Task details —
Your task is to retype, exactly and with nothing else, every line from the one containing "Try a fortress" to the end of the listing.

Segment Open

PR #1485, opened 2020-01-25
Issue #1262. Added Items::getTitle and used in stocks

### LINKED ISSUE #1262: The search enhancement of the stocks screen and the enhanced stock view fail on tool books and some "books"
I've been trying to locate a particular codex/scroll/quire in my fortress, and found neither the search enhancement nor the enhanced stock view is able to find it. I think it's a scroll or quire, as searching seems to work fine with codices.

Try a fortress with a lot of books. Go into the tools category and locate one of those. Try to get the 's'earch function to shrink the list ('the' *should* result in a number of books, but you'll typically only find feather wood things).

I suspect it's caused by the wacky way quire and scrolls are "named", i.e. you have to follow the link to the contents to find the title, and I suspect neither of the enhancements do that, in which case they'd likely match on scroll and quire. Testing that shows that yes, "scr" provides a list of titles, presumably on scrolls, while "quire" does the same with quires (and a lot of blank ones). All of those are unsorted, of course.

Searching for "quire" with the enhanced stocks view gave 72 quires in one collection marked with a '*', which probably are the quires written on.

Edit: The work I was looking for turned out to be a codex, so those aren't found properly either. However, the enhanced view shows a number of titles (and searching on those narrows the enhanced view list down properly), so there seems to be some kind of category of written works that end up being handled properly. Yes. It's an item_bookst with a title, while most codices have a blank title.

Segment Closed

Reply to the exercise —
Try a fortress with a lot of books. Go into the tools category and locate one of those. Try to get the 's'earch function to shrink the list ('the' *should* result in a number of books, but you'll typically only find feather wood things).

I suspect it's caused by the wacky way quire and scrolls are "named", i.e. you have to follow the link to the contents to find the title, and I suspect neither of the enhancements do that, in which case they'd likely match on scroll and quire. Testing that shows that yes, "scr" provides a list of titles, presumably on scrolls, while "quire" does the same with quires (and a lot of blank ones). All of those are unsorted, of course.

Searching for "quire" with the enhanced stocks view gave 72 quires in one collection marked with a '*', which probably are the quires written on.

Edit: The work I was looking for turned out to be a codex, so those aren't found properly either. However, the enhanced view shows a number of titles (and searching on those narrows the enhanced view list down properly), so there seems to be some kind of category of written works that end up being handled properly. Yes. It's an item_bookst with a title, while most codices have a blank title.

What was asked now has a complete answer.